I have a couple of solo albums that I’m working on at the moment along with several new commissions by Nico Muhly, Bryce Dessner, Glenn Kotchke, Anna Clyne, Mohammed Fairouz, Richard Reed Perry, and also my interviewer, Rob Deemer! For more info and details, please check out my new website.

I would also like to point out that much of this will be difficult to bring to life unless we reach our Kickstarter fundraising goal! I’m currently involved in a two-month funding campaign through Kickstarter that we’re about 80% through with one week left. This will support the creation of the recording label of VisionIntoArt, the organization directed by my wife, Paola Prestini. The three initial recordings on this new label will include a Double Violin Requiem by Anna Clyne, Paola’s opera Oceanic Verses, and my solo album.
Being a part of this campaign recently inspired me to write a blog post on Paul Katz’s site, CelloBello. The piece looks at Alix Spiegel’s NPR story on Robert Cialdini and the Rules of Reciprocation and how they relate to our current trends in fundraising.
RD: I noticed recently that Mannes has just hired a number of high-profile musicians to their faculty in addition to yourself, including pianist Jeremy Denk, composer Missy Mazzoli, and violinist Miranda Cuckson. What’s driving these new additions and how did your working with them come about?
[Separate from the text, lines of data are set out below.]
PR #788, opened 2023-03-14
feat(dbt-fal): add fal cloud context

mederka:
Provides new cloud context, with `store_open` method that works like `open` but in cloud context.

```
def model(dbt, fal):
    from utils.get_bool import get_bool
    with fal.store_open("test", "w") as f:
        f.write("hello world")

    df = dbt.ref("model_b")

    df["my_bool"] = get_bool()
    return df
```

### DIFF
--- a/projects/adapter/src/dbt/adapters/fal_experimental/adapter.py
+++ b/projects/adapter/src/dbt/adapters/fal_experimental/adapter.py
@@ -19,6 +19,7 @@ from dbt.adapters.fal_experimental.utils.environments import (
 from dbt.parser.manifest import MacroManifest, Manifest
 
 from .adapter_support import (
+    FalCloudContext,
     prepare_for_adapter,
     read_relation_as_df,
     reconstruct_adapter,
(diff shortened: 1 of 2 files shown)


projects/adapter/src/dbt/adapters/fal_experimental/adapter.py
```diff
@@ -37,6 +38,7 @@ def run_with_adapter(code: str, adapter: BaseAdapter, config: RuntimeConfig) ->
         return main(
             read_df=prepare_for_adapter(adapter, read_relation_as_df),
             write_df=prepare_for_adapter(adapter, write_df_to_relation),
+            fal_context=FalCloudContext() if is_cloud else None
```
chamini2, line 41: I would say the context should always be there, not just for cloud.

```py
class FalContext:
  ...

class FalCloudContext(FalContext):
  ... # implement the differences

class FalLocalContext(FalContext):
  ...
```

chamini2: We always thought of these things working the same locally and in the cloud.

projects/adapter/src/dbt/adapters/fal_experimental/adapter_support.py
```diff
@@ -208,3 +209,24 @@ def reload_adapter_cache(adapter: BaseAdapter, manifest: Manifest) -> None:
...
         yield adapter.connections.get_thread_connection()
+
+
+class FalCloudWriter(object):
+    def __init__(self, path: str, options: str):
+        self.path = path
+        self.options = options
+
+    def __enter__(self):
+        self.file = open(self.path, self.options)
```
chamini2, line 220: ATL: is this opening in the `/data` dir or a temp one in the cloud?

JZ: Richard Kessler is a real visionary—we’ve known each other for several years—and he has new ideas on how to bring the conservatory into the 21st century and beyond. Obviously the world has changed quite a bit over the past 100 years, especially for musicians, but the core curriculum for conservatories has hardly changed in that time. Richard is very aware of this dichotomy and I think he’s looking for new ways to innovate and truly prepare today’s musician for tomorrow. I admire his vision and I’m looking forward to working there with all of that uptown excitement.

RD: Any closing thoughts?

JZ: The eight years I’ve spent with Kronos have been eight wonderful years and I feel so much gratitude to my colleagues and the organization for a wonderfully creative and supportive time, especially as we take this next step into the future. I think that Sunny Yang will be a great fit for the quartet. As for myself, I’m very excited to be moving back to New York City with my family and to embark on all of these new adventures.